Sunday, October 7, 2012

Not Speaking the Language

The article called "How do I support a student's first language when I don't speak the language?" answers a lot of my questions on a diverse non-dual language classroom which I have been concentrating on in my bilingual education courses.  One thing that I really liked was the teachers involvement with the parents in order to educate them on how important it is to actually teach their kids how to read and write in their native language or language that is spoken at home.  This is often a misconception that immigrant families have when they want their children to have English speaking skills.  The article also talks about the political activity that has happened with Proposition 227 which promoted English only education, and required waivers for non-English speakers.  This makes these challenges for teachers with very diverse classrooms very hard.  I am not sure if the Spanish speakers would be better in a dual language classroom, or if they would get more out of learning with speakers of different languages. 

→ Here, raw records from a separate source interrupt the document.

PR #706, opened 2025-09-25
Issue 462/revisit service api (core) design in 0.3 milestone#2 moving extensions

soundofspace:
What this PR does (for #462):
- Add extensions to all Request/Response/Connection types
- Move ctx extensions to these extensions instead and remove extensions from context
- ExtensionsRef, and ExtensionsMut trait so we can implement this generically
- `debug-extensions` feature that implement a debug impl for extensions that can print all type_names stored in extensions, this made debugging extensions issues a lot easier
- ChainableExtensions -> this is something i want to improve (see next points) but for now it does help already
- Extractor to get extensions, currently this clones them, but we can probably do this similar to how we consume body. To be checked in followup pr also
- Add ExtensionsMut + Send bound on ConnectorService's connection and Send + 'static bounds on Error. This is similar to how we set bounds on Service trait and makes usage easier all around

What this Pr doesn't do
- Removing ctx. Some very minor things need to be migrated, but removing ctx from all API has a pretty big impact and I want to combine this with thinking how we expose/make these APIs as I believe we can do better. This is partially related to the never caching remark and making traits for that
- Huge refactors to be consistent. This will happen in follow up PR so we can focus specifically on that instead of getting lost in this big PR. Some refactoring already happened where needed. This includes renaming things, making this private vs public...
- A better design to transfer extensions. Right now we always transfer all of them, but depending on the place/service this can be very tricky and error prone (especially around upgrades). I'm already playing with some ideas to make this much nicer, but will implement this in a follow up PR. In general I believe we can make extensions easier and less error prone to work with

Unanswered questions that will require some input / more playing time:
- Right now we are able to add extensions to pretty much all connection types except the inner http-core types. Adding and passing them all through the stack there is pretty complex, but it might be worth it down the line. If extensions are everywhere it's pretty transparent how they are passed, right now we need to remember on which levels to pass them and where they were skipped. On the other hand, not having to think about extensions in places makes the code easier there and more focussed. Curious about what you think @GlenDC , but either way I still believe we can do much better in general, so might be a question we answer once all the other improvements are done

### DIFF
--- a/src/cli/service/ip.rs
+++ b/src/cli/service/ip.rs
@@ -15,10 +15,10 @@ use crate::{
         headers::{Accept, HeaderMapExt},
         layer::{
             forwarded::GetForwardedHeaderLayer, required_header::AddRequiredResponseHeadersLayer,
-            trace::TraceLayer, ua::UserAgentClassifierLayer,
+            trace::TraceLayer,
         },
         server::HttpServer,
-        service::web::response::{Html, IntoResponse, Json},
+        service::web::response::{Html, IntoResponse, Json, Redirect},
     },
     layer::{ConsumeErrLayer, LimitLayer, TimeoutLayer, limit::policy::ConcurrentPolicy},
     net::forwarded::Forwarded,
@@ -178,6 +178,12 @@ impl Service<Request> for HttpIpService {
     type Error = BoxError;
 
     async fn serve(&self, _ctx: Context, req: Request) -> Result<Self::Response, Self::Error> {
+        let norm_req_path = req.uri().path().trim_matches('/');
+        if !norm_req_path.is_empty() {
+            tracing::debug!("unexpected request path '{norm_req_path}', redirect to root");
+            return Ok(Redirect::permanent("/").into_response());
+        }
+
         let peer_ip = req
             .extensions()
             .get::<Forwarded>()
@@ -393,7 +399,6 @@ impl<M> IpServiceBuilder<M> {
         let http_service = (
             TraceLayer::new_for_http(),
             AddRequiredResponseHeadersLayer::default(),
-            UserAgentClassifierLayer::new(),
             ConsumeErrLayer::default(),
             http_forwarded_layer,
         )


examples/haproxy_client_ip.rs
```diff
@@ -56,11 +57,16 @@ async fn main() {
         let tcp_http_service = HttpServer::auto(Executor::graceful(guard.clone())).service(
             AddRequiredResponseHeaders::new(Router::new().get(
                 "/",
-                async |ctx: Context| -> Result<String, (StatusCode, String)> {
-                    let client_ip = ctx
+                async |req: Request| -> Result<String, (StatusCode, String)> {
+                    let client_ip = req
+                        .extensions()
                         .get::<Forwarded>()
```
GlenDC, line 63: This is probably something where a nice high level perhaps stand alone function could be nice, to easily extract (stateless) the peer client IP without having to remember to check these different sources one self

examples/http_connect_proxy.rs
```diff
@@ -137,12 +136,12 @@ async fn main() {
                                     "lucky_number": path.number,
                                 }))
                             },
-                            HttpMatcher::get("/*") => async move |ctx: Context, req: Request| {
+                            HttpMatcher::get("/*") => async move |_ctx: Context, req: Request| {
```
GlenDC, line 139: you cannot just remove `_ctx: Context` all together?

examples/http_key_value_store.rs
```diff
@@ -142,16 +144,16 @@ async fn main() {
                             HttpMatcher::method_get().or_method_head().and_path("/item/:key"),
                             // only compress the get Action, not the Post Action
                             CompressionLayer::new()
-                                .into_layer((async |Path(params): Path<ItemParam>, method: Method, ctx: Context| {
+                                .into_layer((async |Path(params): Path<ItemParam>, method: Method, req: Request| {
```
GlenDC, line 147: You can probably add an `Extensions` FromRequest` impl, as that would make it clear we only need extensions here instead of full request

GlenDC: Of course in future we would actually user typed state for this specific situation I would think, but the proposal still stands for similar code in general

examples/http_mitm_proxy_boring.rs
```diff
@@ -368,11 +368,12 @@ where
 
     let target_version = req.version();
     tracing::debug!("forcing egress http connection as {target_version:?} to ensure WS upgrade");
-    ctx.insert(TargetHttpVersion(target_version));
+    let mut extensions = Extensions::new();
```
GlenDC, line 376: need to perhaps add a TODO here, as I think we need to pass this from the mitm_websocket input parameters, no?

examples/http_user_agent_classifier.rs
```diff
@@ -44,8 +45,8 @@ async fn main() {
         .unwrap();
 }
 
-async fn handle(ctx: Context, _req: Request) -> Result<Response, Infallible> {
-    let ua: &UserAgent = ctx.get().unwrap();
+async fn handle(_ctx: Context, req: Request) -> Result<Response, Infallible> {
```
GlenDC, line 48: same question here, do we still need `_ctx: Context` to make it compile or so? Why?

justfile
```diff
@@ -56,11 +56,11 @@ hack:
 	@cargo install cargo-hack
 	cargo hack check --each-feature --no-dev-deps --workspace
 
-test:
-	cargo test --all-features --workspace
+test *ARGS:
```
GlenDC, line 59: I understand why you did it and agree with the change. Just out of curiosity, why did you use it? To filter on a specific test?

rama-core/src/context/mod.rs
```diff
@@ -1,128 +1,40 @@
...
-        &mut self.0
-    }
-}
-
 #[derive(Debug, Default, Clone)]
 /// Context passed to and between services as input.
 ///
 /// See [`crate::context`] for more information.
 pub struct Context {
     executor: Executor,
```
GlenDC, line 11: The executor also need to move into the extension, so you can do `get_or_default()` to easily spawn tasks, I suppose you'll do that in a next PR with the removal of context?

rama-core/src/extensions.rs
```diff
@@ -185,11 +261,193 @@ impl Extensions {
 }
 
 impl fmt::Debug for Extensions {
+    #[cfg(feature = "debug-extensions")]
+    fn fmt(&self, f: &mut fmt::Formatter<'_>) -> fmt::Result {
```
GlenDC, line 265: What if we just enforce all extensions to be `fmt::Debug`, wouldn't that allow this to be always possible? In general there should anyway be little reason to not support fmt::Debug, cannot think of one at all. Or am I missing something else?

rama-core/src/extensions.rs
```diff
@@ -185,11 +261,193 @@ impl Extensions {
...
+}
+
+crate::combinators::impl_either!(impl_extensions_either);
+
+pub trait ChainableExtensions {
+    fn contains<T: Send + Sync + 'static>(&self) -> bool;
+    fn get<T: Send + Sync + 'static>(&self) -> Option<&T>;
+}
+
+impl<S, T> ChainableExtensions for (S, T)
```
GlenDC, line 417: there is a macro afaik in rama to make this easier to do for all the different kind of tuples up to a certain length

rama-core/src/extensions.rs
```diff
@@ -185,11 +261,193 @@ impl Extensions {
...
+                    $(crate::combinators::$id::$param(s) => s.extensions_mut(),)+
+                }
+            }
+        }
+    };
+}
+
+crate::combinators::impl_either!(impl_extensions_either);
+
+pub trait ChainableExtensions {
```
GlenDC, line 412: this deserves a bit more explanation though. Like why is this ever useful? Or at least useful enough to provide here as something so explicit

rama-core/src/extensions.rs
```diff
@@ -221,6 +479,49 @@ impl Clone for Box<dyn AnyClone + Send + Sync> {
     }
 }
 
+#[derive(Debug, Clone)]
+/// Wrapper type that can be injected into the dynamic extensions of a "Response",
+/// in order to preserve the [`Context`]'s extensions of the _Request_
+/// which was used to produce the _Response_.
+pub struct RequestContextExt(Extensions);
```
GlenDC, line 488: Are we still planning to replace this with something better in a follow up PR?

rama-core/src/generic_request.rs
```diff
@@ -0,0 +1,97 @@
...
+    /// A generic request that implements all rama traits conditionally
+    ///
+    /// This request type can be used in places where you need a request/stream
+    /// that implements things such as [`ExtensionsRef`] without having to
+    /// create a custom type for it.
+    ///
+    /// This is mainly useful for testing or less import request types. In most
+    /// cases you should create a new type that implements all the needed traits,
+    /// but that is focussed specifically on that use case.
+    pub struct GenericRequest<T> {
```
GlenDC: I would call it `ExtensibleRequest` or something in that spirit, describes it much better than "generic"... which is.... generic?

rama-core/src/generic_request.rs
```diff
@@ -0,0 +1,97 @@
...
+        #[pin]
+        pub request: T,
+        pub extensions: Extensions,
+    }
+}
+
+impl<T> GenericRequest<T> {
```
GlenDC: Make `Debug` conditional only if `T` is debug, and also implement Default conditionally if T implements Default.

(FWIW, as you love doing these things, it is probably trivial to make a macro_rules to automatically implement stuff like Default, Debug, Clone when generics are also that, seems like the kind of PR you would throw at me on some random foggy night)

rama-core/src/stream/peek.rs
```diff
@@ -28,11 +46,12 @@ impl<P, S> PeekStream<P, S> {
     /// peek [`AsyncRead`] and inner [`Stream`].
     ///
     /// [`Stream`]: super::Stream
-    pub fn new(peek: P, inner: S) -> Self {
+    pub fn new_with_fresh_extensions(peek: P, inner: S) -> Self {
         Self {
             done_peek: false,
             peek,
             inner,
```
GlenDC: that does mean inner still has its extensions whereas with `fn new` the extensions are consumed. Why the difference at all. Why not just always use the extensions of inner (and also leave it within inner, just delegate, let the parent/callee wipe these if it wishes to do so?)

rama-core/src/stream/rewind.rs
```diff
@@ -1,15 +1,27 @@
...
 #[derive(Debug)]
 pub struct Rewind<T> {
     pre: Option<Bytes>,
     inner: T,
+    extensions: Extensions,
+}
+
+impl<T: ExtensionsMut> Rewind<T> {
+    pub fn new_buffered(mut io: T, buf: Bytes) -> Self {
+        let extensions = io.take_extensions();
```
GlenDC: same remark as with PeakStream

rama-haproxy/src/client/layer.rs
```diff
@@ -215,13 +216,16 @@ where
...
-            .and_then(|f| f.client_socket_addr())
-            .or_else(|| ctx.get::<SocketInfo>().map(|info| *info.peer_addr()))
-            .ok_or_else(|| {
-                OpaqueError::from_display("PROXY client (v1): missing src socket address")
-            })?;
+        let src = {
+            let ext_chain = (&conn, &req);
+            ext_chain
+                .get::<Forwarded>()
+                .and_then(|f| f.client_socket_addr())
```
GlenDC, line 223: I hope you keep a list for all these kind of chains, as ideally we abstract hem away behind easy to use abstractions (be it traits or functions, depends on the situation I suppose). This way we can easily extend them if we know of more possible sources / ext econtrols ,and ensure the order etc is correct.

rama-haproxy/src/client/layer.rs
```diff
@@ -627,39 +656,40 @@ mod tests {
                     })
                 },
             ));
-            svc.serve(input_ctx, ()).await.unwrap();
+            svc.serve(Context::default(), ext).await.unwrap();
```
GlenDC: That's very confusing, I would use your GenericRequest<()> in that case, as using extensions directly might look weird if this is the first code someone reads

rama-haproxy/src/client/layer.rs
```diff
@@ -627,39 +656,40 @@ mod tests {
...
+                ext.insert(Forwarded::new(ForwardedElement::forwarded_for(
                     NodeId::try_from("127.0.0.1:80").unwrap(),
                 )));
-                ctx
+                ext
             },
         ] {
             let svc = HaProxyLayer::udp().with_payload(vec![42]).layer(service_fn(
-                async move |ctx, req| {
+                async move |ctx, req: Extensions| {
```
GlenDC: same same, GenericRequest<()> is probably better here

rama-haproxy/src/server/layer.rs
```diff
@@ -242,7 +243,7 @@ where
 
 #[cfg(test)]
 mod test {
-    use rama_core::service::service_fn;
+    use rama_core::{generic_request::GenericRequest, service::service_fn};
```
GlenDC: FWIW we probably should pub use `GenericRequest` directly into rama_core given it is I imagine anyway the only type of `generic_request` mod that is pub exposed. Avoids the duplicate `foo::Foo`

rama-http-backend/src/client/conn.rs
```diff
@@ -234,6 +244,7 @@ where
                 let svc = HttpClientService {
                     sender: SendRequest::Http1(Mutex::new(sender)),
                     http_req_inspector: self.http_req_inspector_svc.clone(),
+                    extensions: conn_extensions,
```
GlenDC, line 247: what's the expected / possible use to put the conn extensions into the HttpClientService struct? And should it have no relationship / influence on the req extensions?

rama-http-backend/src/client/proxy/layer/proxy_connector/service.rs
```diff
@@ -302,13 +299,41 @@ pin_project! {
...
         inner: Connection<S>,
+        extensions: Extensions
+    }
+}
+
+impl<S: ExtensionsMut + Unpin + Stream> MaybeHttpProxiedConnection<S> {
+    fn direct(mut conn: S) -> Self {
+        let extensions = conn.take_extensions();
+        Self {
+            inner: Connection::Direct { conn },
```
GlenDC, line 308: I still do not understand the motivation to take it out of inner instead of just delegating ext usage to inner for wrapper cases like these

rama-http-backend/src/client/svc.rs
```diff
@@ -70,6 +71,8 @@ where
             }
         }
 
+        req.extensions_mut().extend(self.extensions.clone());
```
GlenDC: these (`self.extensions`) come from the connection, right? I wonder if one expects these in the request extensions, as it kinda is already upstream (prior to response).

Then again you add them as req extensions for the response, so perhaps is ok, dunno, something to discuss perhaps

rama-http-backend/src/server/service.rs
```diff
@@ -3,6 +3,7 @@
 use super::HttpServeResult;
 use super::hyper_conn::HttpCoreConnServer;
```
GlenDC, line 4: probably should rename this mod at point

rama-http-core/src/client/conn/http1.rs
```diff
@@ -555,7 +555,7 @@ mod upgrades {
                 Ok(proto::Dispatched::Shutdown) => Poll::Ready(Ok(())),
                 Ok(proto::Dispatched::Upgrade(pending)) => {
                     let Parts { io, read_buf } = self.inner.take().unwrap().into_parts();
-                    pending.fulfill(Upgraded::new(io, read_buf));
+                    pending.fulfill(Upgraded::new_with_fresh_extensions(io, read_buf));
```
GlenDC: in an ideal world there are no special cases. When there are special cases they should have a good explanation. As such, why do we not want to preserve the original connection extensions?

rama-http-core/src/server/conn/auto.rs
```diff
@@ -105,12 +105,12 @@ impl Builder {
     {
         let state = match self.version {
             Some(Version::H1) => {
-                let io = Rewind::new_buffered(io, Bytes::new());
+                let io = Rewind::new_buffered_with_fresh_extensions(io, Bytes::new());
```
GlenDC: Same here, what's the footgun here that we need to have this (what feel like a) hack?

rama-http/src/layer/har/spec.rs
```diff
@@ -400,7 +401,7 @@ impl TryFrom<Request> for crate::Request {
 
 impl Request {
     pub fn from_http_request_parts(
-        ctx: &Context,
+        _ctx: &Context,
```
GlenDC, line 404: why still have it as a parameter if you anyway do not use it, not like you are implementing a trait or so

rama-http/src/layer/header_from_str_config.rs
```diff
@@ -313,8 +316,8 @@ mod test {
             .unwrap();
 
         let inner_service =
-            rama_core::service::service_fn(async |ctx: Context, _req: Request<()>| {
-                let id: &usize = ctx.get().unwrap();
+            rama_core::service::service_fn(async |_ctx: Context, req: Request<()>| {
```
GlenDC, line 319: have remarked it in an earlier file, but these should be able to be declared (already) as `            rama_core::service::service_fn(async |req: Request<()>|`, no?

rama-http/src/service/client/ext.rs
```diff
@@ -575,6 +577,18 @@ where
         }
     }
 
+    /// Get mutable access to the underlying [`Extensions`]
+    ///
+    /// This function will return None if [`Extensions`] are not available,
+    /// or if this builder is in an error state
+    pub fn extensions_mut(&mut self) -> Option<&mut Extensions> {
```
GlenDC, line 584: given you did it for request/response as well. Should you not impl this for ExtensionsRef and ExtensionsMut instead?

rama-http/src/service/web/endpoint/extract/extensions.rs
```diff
@@ -0,0 +1,15 @@
+use super::FromRequestContextRefPair;
+use crate::request::Parts;
+use rama_core::{Context, extensions::Extensions};
+use std::convert::Infallible;
+
+impl FromRequestContextRefPair for Extensions {
```
GlenDC, line 6: I think we want to better implement this not by ref but by value

rama-net/src/client/conn.rs
```diff
@@ -38,9 +40,9 @@ impl<S: Clone, Request: Clone> Clone for EstablishedClientConnection<S, Request>
 /// but from a Rama POV it is mostly used for UX trait bounds.
 pub trait ConnectorService<Request>: Send + Sync + 'static {
     /// Connection returned by the [`ConnectorService`]
-    type Connection;
+    type Connection: Send + ExtensionsMut;
```
GlenDC, line 43: Do we need to enforce this here? (extensionMut that is) Is there no legit use case where we do not want this?

rama-net/src/client/pool/mod.rs
```diff
@@ -112,6 +113,7 @@ pub struct LeasedConnection<C, ID> {
     active_slot: ActiveSlot,
     returner: ConnReturner<C, ID>,
     failed: AtomicBool,
+    extensions: Extensions,
```
GlenDC: Why does leasedConnection require extensions itself, instead of it just being part of pooled_conn?

rama-net/src/stream/layer/opentelemetry.rs
```diff
@@ -370,14 +371,14 @@ mod tests {
...
-        .with_attributes(|size_hint: usize, _ctx: &Context| {
+        .with_attributes(|size_hint: usize, _ext: &Extensions| {
             let mut attributes = Vec::with_capacity(size_hint + 1);
             attributes.push(KeyValue::new("test", "attribute_fn"));
             attributes
         })
         .into_layer(());
 
-        let attributes = svc.compute_attributes(&Context::default());
+        let attributes = svc.compute_attributes(&Extensions::default());
```
GlenDC, line 381: I wonder if compute_attributes shouldn't take an `Option<&Extensions>` instead

rama-net/src/stream/layer/tracker/bytes.rs
```diff
@@ -37,6 +40,19 @@ pin_project! {
         written: Arc<AtomicUsize>,
         #[pin]
         stream: S,
+        extensions: Extensions,
```
GlenDC: I'm still not convinced that we need to take the extensions each time instead of just delegating where nothing custom

rama-net/src/stream/layer/tracker/bytes.rs
```diff
@@ -50,20 +66,25 @@ impl<S: fmt::Debug> fmt::Debug for BytesRWTracker<S> {
     }
 }
 
-impl<S> BytesRWTracker<S> {
+impl BytesRWTracker<()> {
```
GlenDC: why did you make this change?

rama-socks5/src/server/udp/relay.rs
```diff
@@ -2,6 +2,8 @@ use std::io::ErrorKind;
 
 use rama_core::bytes::{Bytes, BytesMut};
 use rama_core::error::{BoxError, ErrorExt, OpaqueError};
+#[cfg(feature = "dns")]
+use rama_core::extensions::Extensions;
```
GlenDC: why add a separate line for this if you already have a feature dns gate below for imports?

rama-tcp/src/lib.rs
```diff
@@ -20,5 +20,5 @@
 pub mod client;
 pub mod pool;
 pub mod server;
-
-pub use tokio::net::{TcpSocket, TcpStream};
+pub mod stream;
+pub use stream::{TcpStream, TokioTcpStream};
```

The teacher must learn much more about each culture so that the students can be properly represented in the classroom.  However, it forces speakers to speak in the target language which would be English in this case.  The negotiation of meaning must happen in the target language, with some aid from the volunteers.  I like Kuma's example, episode 5.3, where the teacher carefully selects the questions so that the students collectively come up with a definition.  I try to do this in my ELI courses, asking what a definition is usually results in some students knowing, and some not knowing.  Instead of me giving the answer, the students should be forced to try to figure out the meaning without me so that vocabulary term is memorable.  I try to have my students provide multiple definitions and examples so that one of the examples is comprehensible input.  This is a skill that I do not think comes naturally to teachers of mainstream classrooms.